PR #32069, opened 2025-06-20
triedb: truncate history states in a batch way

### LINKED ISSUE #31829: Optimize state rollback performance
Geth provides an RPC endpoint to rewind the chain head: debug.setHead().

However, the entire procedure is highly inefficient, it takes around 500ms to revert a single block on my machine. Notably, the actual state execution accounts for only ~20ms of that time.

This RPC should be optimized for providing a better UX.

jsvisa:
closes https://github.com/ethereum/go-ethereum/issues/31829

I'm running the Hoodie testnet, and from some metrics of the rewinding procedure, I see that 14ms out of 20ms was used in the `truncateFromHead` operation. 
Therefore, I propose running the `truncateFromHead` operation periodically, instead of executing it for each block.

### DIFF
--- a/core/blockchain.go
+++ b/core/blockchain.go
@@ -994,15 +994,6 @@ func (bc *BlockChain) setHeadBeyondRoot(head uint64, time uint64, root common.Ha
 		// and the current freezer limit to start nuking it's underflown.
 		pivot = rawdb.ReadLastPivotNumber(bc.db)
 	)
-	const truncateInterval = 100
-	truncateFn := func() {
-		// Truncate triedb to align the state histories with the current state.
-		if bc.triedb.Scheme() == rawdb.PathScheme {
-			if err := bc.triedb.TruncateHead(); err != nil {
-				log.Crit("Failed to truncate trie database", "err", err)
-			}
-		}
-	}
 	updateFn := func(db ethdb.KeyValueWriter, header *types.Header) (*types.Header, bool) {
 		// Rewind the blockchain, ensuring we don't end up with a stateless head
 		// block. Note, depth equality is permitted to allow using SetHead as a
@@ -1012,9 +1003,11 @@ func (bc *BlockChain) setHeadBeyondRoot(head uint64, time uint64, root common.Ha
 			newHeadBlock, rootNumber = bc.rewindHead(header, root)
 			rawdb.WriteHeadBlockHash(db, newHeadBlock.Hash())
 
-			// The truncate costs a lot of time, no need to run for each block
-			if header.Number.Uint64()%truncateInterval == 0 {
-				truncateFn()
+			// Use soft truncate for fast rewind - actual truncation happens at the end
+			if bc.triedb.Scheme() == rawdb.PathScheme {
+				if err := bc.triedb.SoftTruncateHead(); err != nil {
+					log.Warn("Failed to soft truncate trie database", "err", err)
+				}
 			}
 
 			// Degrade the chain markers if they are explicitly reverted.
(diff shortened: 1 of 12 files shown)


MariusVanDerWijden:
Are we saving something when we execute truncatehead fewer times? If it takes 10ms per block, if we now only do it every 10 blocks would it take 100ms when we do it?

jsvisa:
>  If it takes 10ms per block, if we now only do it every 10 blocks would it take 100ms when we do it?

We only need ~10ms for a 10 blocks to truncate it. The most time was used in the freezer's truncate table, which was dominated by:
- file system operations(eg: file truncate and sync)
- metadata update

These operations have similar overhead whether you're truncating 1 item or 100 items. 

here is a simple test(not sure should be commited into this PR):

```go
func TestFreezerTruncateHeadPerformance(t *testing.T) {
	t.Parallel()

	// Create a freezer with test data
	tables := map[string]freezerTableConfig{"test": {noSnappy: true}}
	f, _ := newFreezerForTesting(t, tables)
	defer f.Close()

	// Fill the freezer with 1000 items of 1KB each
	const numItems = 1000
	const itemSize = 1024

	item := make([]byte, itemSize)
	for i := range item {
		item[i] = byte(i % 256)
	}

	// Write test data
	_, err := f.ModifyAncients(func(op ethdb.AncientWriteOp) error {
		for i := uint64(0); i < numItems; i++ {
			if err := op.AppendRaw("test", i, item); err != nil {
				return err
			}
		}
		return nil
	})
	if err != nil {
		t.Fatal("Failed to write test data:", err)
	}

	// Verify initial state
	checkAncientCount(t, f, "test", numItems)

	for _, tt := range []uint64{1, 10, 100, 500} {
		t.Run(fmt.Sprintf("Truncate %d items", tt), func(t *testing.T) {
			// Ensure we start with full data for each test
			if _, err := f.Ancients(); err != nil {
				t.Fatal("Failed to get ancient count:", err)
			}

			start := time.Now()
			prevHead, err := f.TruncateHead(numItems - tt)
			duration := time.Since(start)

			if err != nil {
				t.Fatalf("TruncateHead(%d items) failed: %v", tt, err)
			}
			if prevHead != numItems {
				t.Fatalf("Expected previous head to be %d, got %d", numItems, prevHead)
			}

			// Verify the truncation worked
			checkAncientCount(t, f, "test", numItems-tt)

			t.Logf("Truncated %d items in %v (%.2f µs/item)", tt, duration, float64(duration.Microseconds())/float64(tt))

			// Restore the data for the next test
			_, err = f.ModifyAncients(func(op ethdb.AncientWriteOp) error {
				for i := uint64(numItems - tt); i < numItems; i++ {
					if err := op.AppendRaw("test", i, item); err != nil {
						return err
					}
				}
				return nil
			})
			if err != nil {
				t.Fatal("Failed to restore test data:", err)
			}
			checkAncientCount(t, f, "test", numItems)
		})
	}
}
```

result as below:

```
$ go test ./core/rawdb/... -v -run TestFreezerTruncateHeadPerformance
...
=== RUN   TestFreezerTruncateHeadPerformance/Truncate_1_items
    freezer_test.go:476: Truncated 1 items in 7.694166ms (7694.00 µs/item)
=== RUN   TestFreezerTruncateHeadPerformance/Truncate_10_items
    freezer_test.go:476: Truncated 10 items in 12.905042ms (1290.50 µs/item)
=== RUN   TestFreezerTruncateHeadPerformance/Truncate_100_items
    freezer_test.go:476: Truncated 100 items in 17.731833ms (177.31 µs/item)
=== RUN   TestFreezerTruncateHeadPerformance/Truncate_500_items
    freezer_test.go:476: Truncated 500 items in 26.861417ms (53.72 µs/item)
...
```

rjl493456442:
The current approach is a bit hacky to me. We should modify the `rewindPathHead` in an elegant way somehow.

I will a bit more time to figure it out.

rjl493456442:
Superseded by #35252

**EXERCISE PROMPT**
Set down each line of the material above without a single alteration.

**SOLUTION BELOW**
PR #32069, opened 2025-06-20
triedb: truncate history states in a batch way

### LINKED ISSUE #31829: Optimize state rollback performance
Geth provides an RPC endpoint to rewind the chain head: debug.setHead().

However, the entire procedure is highly inefficient, it takes around 500ms to revert a single block on my machine. Notably, the actual state execution accounts for only ~20ms of that time.

This RPC should be optimized for providing a better UX.

jsvisa:
closes https://github.com/ethereum/go-ethereum/issues/31829

I'm running the Hoodie testnet, and from some metrics of the rewinding procedure, I see that 14ms out of 20ms was used in the `truncateFromHead` operation. 
Therefore, I propose running the `truncateFromHead` operation periodically, instead of executing it for each block.

### DIFF
--- a/core/blockchain.go
+++ b/core/blockchain.go
@@ -994,15 +994,6 @@ func (bc *BlockChain) setHeadBeyondRoot(head uint64, time uint64, root common.Ha
 		// and the current freezer limit to start nuking it's underflown.
 		pivot = rawdb.ReadLastPivotNumber(bc.db)
 	)
-	const truncateInterval = 100
-	truncateFn := func() {
-		// Truncate triedb to align the state histories with the current state.
-		if bc.triedb.Scheme() == rawdb.PathScheme {
-			if err := bc.triedb.TruncateHead(); err != nil {
-				log.Crit("Failed to truncate trie database", "err", err)
-			}
-		}
-	}
 	updateFn := func(db ethdb.KeyValueWriter, header *types.Header) (*types.Header, bool) {
 		// Rewind the blockchain, ensuring we don't end up with a stateless head
 		// block. Note, depth equality is permitted to allow using SetHead as a
@@ -1012,9 +1003,11 @@ func (bc *BlockChain) setHeadBeyondRoot(head uint64, time uint64, root common.Ha
 			newHeadBlock, rootNumber = bc.rewindHead(header, root)
 			rawdb.WriteHeadBlockHash(db, newHeadBlock.Hash())
 
-			// The truncate costs a lot of time, no need to run for each block
-			if header.Number.Uint64()%truncateInterval == 0 {
-				truncateFn()
+			// Use soft truncate for fast rewind - actual truncation happens at the end
+			if bc.triedb.Scheme() == rawdb.PathScheme {
+				if err := bc.triedb.SoftTruncateHead(); err != nil {
+					log.Warn("Failed to soft truncate trie database", "err", err)
+				}
 			}
 
 			// Degrade the chain markers if they are explicitly reverted.
(diff shortened: 1 of 12 files shown)


MariusVanDerWijden:
Are we saving something when we execute truncatehead fewer times? If it takes 10ms per block, if we now only do it every 10 blocks would it take 100ms when we do it?

jsvisa:
>  If it takes 10ms per block, if we now only do it every 10 blocks would it take 100ms when we do it?

We only need ~10ms for a 10 blocks to truncate it. The most time was used in the freezer's truncate table, which was dominated by:
- file system operations(eg: file truncate and sync)
- metadata update

These operations have similar overhead whether you're truncating 1 item or 100 items. 

here is a simple test(not sure should be commited into this PR):

```go
func TestFreezerTruncateHeadPerformance(t *testing.T) {
	t.Parallel()

	// Create a freezer with test data
	tables := map[string]freezerTableConfig{"test": {noSnappy: true}}
	f, _ := newFreezerForTesting(t, tables)
	defer f.Close()

	// Fill the freezer with 1000 items of 1KB each
	const numItems = 1000
	const itemSize = 1024

	item := make([]byte, itemSize)
	for i := range item {
		item[i] = byte(i % 256)
	}

	// Write test data
	_, err := f.ModifyAncients(func(op ethdb.AncientWriteOp) error {
		for i := uint64(0); i < numItems; i++ {
			if err := op.AppendRaw("test", i, item); err != nil {
				return err
			}
		}
		return nil
	})
	if err != nil {
		t.Fatal("Failed to write test data:", err)
	}

	// Verify initial state
	checkAncientCount(t, f, "test", numItems)

	for _, tt := range []uint64{1, 10, 100, 500} {
		t.Run(fmt.Sprintf("Truncate %d items", tt), func(t *testing.T) {
			// Ensure we start with full data for each test
			if _, err := f.Ancients(); err != nil {
				t.Fatal("Failed to get ancient count:", err)
			}

			start := time.Now()
			prevHead, err := f.TruncateHead(numItems - tt)
			duration := time.Since(start)

			if err != nil {
				t.Fatalf("TruncateHead(%d items) failed: %v", tt, err)
			}
			if prevHead != numItems {
				t.Fatalf("Expected previous head to be %d, got %d", numItems, prevHead)
			}

			// Verify the truncation worked
			checkAncientCount(t, f, "test", numItems-tt)

			t.Logf("Truncated %d items in %v (%.2f µs/item)", tt, duration, float64(duration.Microseconds())/float64(tt))

			// Restore the data for the next test
			_, err = f.ModifyAncients(func(op ethdb.AncientWriteOp) error {
				for i := uint64(numItems - tt); i < numItems; i++ {
					if err := op.AppendRaw("test", i, item); err != nil {
						return err
					}
				}
				return nil
			})
			if err != nil {
				t.Fatal("Failed to restore test data:", err)
			}
			checkAncientCount(t, f, "test", numItems)
		})
	}
}
```

result as below:

```
$ go test ./core/rawdb/... -v -run TestFreezerTruncateHeadPerformance
...
=== RUN   TestFreezerTruncateHeadPerformance/Truncate_1_items
    freezer_test.go:476: Truncated 1 items in 7.694166ms (7694.00 µs/item)
=== RUN   TestFreezerTruncateHeadPerformance/Truncate_10_items
    freezer_test.go:476: Truncated 10 items in 12.905042ms (1290.50 µs/item)
=== RUN   TestFreezerTruncateHeadPerformance/Truncate_100_items
    freezer_test.go:476: Truncated 100 items in 17.731833ms (177.31 µs/item)
=== RUN   TestFreezerTruncateHeadPerformance/Truncate_500_items
    freezer_test.go:476: Truncated 500 items in 26.861417ms (53.72 µs/item)
...
```

rjl493456442:
The current approach is a bit hacky to me. We should modify the `rewindPathHead` in an elegant way somehow.

I will a bit more time to figure it out.

rjl493456442:
Superseded by #35252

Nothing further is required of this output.